◆ Task directions
Would you return all of this data exactly, leaving nothing out?

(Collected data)
┄┄┄┄┄┄┄┄┄┄

Issue #229, opened 2024-07-31
error: Could not set swap service fee in database


kilrau:
![image](https://github.com/user-attachments/assets/0a96f5eb-0926-4ab9-a26c-30a74075cd08)

PR #242, opened 2024-08-12
fix: correct service fee calculation for submarine swaps

jackstar12:
closes: #229

### DIFF
--- a/nursery/swap.go
+++ b/nursery/swap.go
@@ -288,12 +288,16 @@ func (nursery *Nursery) handleSwapStatus(swap *database.Swap, status boltz.SwapS
 			return
 		}
 		invoiceAmount := uint64(decodedInvoice.MilliSat.ToSatoshis())
-		serviceFee := swap.ServiceFeePercent.Calculate(swap.ExpectedAmount)
-		boltzOnchainFee := swap.ExpectedAmount - invoiceAmount - serviceFee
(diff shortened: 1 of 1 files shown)


nursery/swap.go
```diff
@@ -288,12 +288,16 @@ func (nursery *Nursery) handleSwapStatus(swap *database.Swap, status boltz.SwapS
 			return
 		}
 		invoiceAmount := uint64(decodedInvoice.MilliSat.ToSatoshis())
-		serviceFee := swap.ServiceFeePercent.Calculate(swap.ExpectedAmount)
-		boltzOnchainFee := swap.ExpectedAmount - invoiceAmount - serviceFee
+		serviceFee := swap.ServiceFeePercent.Calculate(invoiceAmount)
+		boltzOnchainFee := int64(swap.ExpectedAmount - invoiceAmount - serviceFee)
+		if boltzOnchainFee < 0 {
+			logger.Warnf("Boltz onchain fee seems to be negative")
```
michael1011, line 294: How could that even happen? It shouldn't be possible at all and doing that check after casting the `uint64` result of the calculation to `int64` wouldn't even work I guess?

michael1011 (changes requested):

nursery/swap.go
michael1011: Nevermind; I am wrong

michael1011 (approved):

┄┄┄┄┄┄┄┄┄┄

◆ Solution
Issue #229, opened 2024-07-31
error: Could not set swap service fee in database


kilrau:
![image](https://github.com/user-attachments/assets/0a96f5eb-0926-4ab9-a26c-30a74075cd08)

PR #242, opened 2024-08-12
fix: correct service fee calculation for submarine swaps

jackstar12:
closes: #229

### DIFF
--- a/nursery/swap.go
+++ b/nursery/swap.go
@@ -288,12 +288,16 @@ func (nursery *Nursery) handleSwapStatus(swap *database.Swap, status boltz.SwapS
 			return
 		}
 		invoiceAmount := uint64(decodedInvoice.MilliSat.ToSatoshis())
-		serviceFee := swap.ServiceFeePercent.Calculate(swap.ExpectedAmount)
-		boltzOnchainFee := swap.ExpectedAmount - invoiceAmount - serviceFee
(diff shortened: 1 of 1 files shown)


nursery/swap.go
```diff
@@ -288,12 +288,16 @@ func (nursery *Nursery) handleSwapStatus(swap *database.Swap, status boltz.SwapS
 			return
 		}
 		invoiceAmount := uint64(decodedInvoice.MilliSat.ToSatoshis())
-		serviceFee := swap.ServiceFeePercent.Calculate(swap.ExpectedAmount)
-		boltzOnchainFee := swap.ExpectedAmount - invoiceAmount - serviceFee
+		serviceFee := swap.ServiceFeePercent.Calculate(invoiceAmount)
+		boltzOnchainFee := int64(swap.ExpectedAmount - invoiceAmount - serviceFee)
+		if boltzOnchainFee < 0 {
+			logger.Warnf("Boltz onchain fee seems to be negative")
```
michael1011, line 294: How could that even happen? It shouldn't be possible at all and doing that check after casting the `uint64` result of the calculation to `int64` wouldn't even work I guess?

michael1011 (changes requested):

nursery/swap.go
michael1011: Nevermind; I am wrong

michael1011 (approved):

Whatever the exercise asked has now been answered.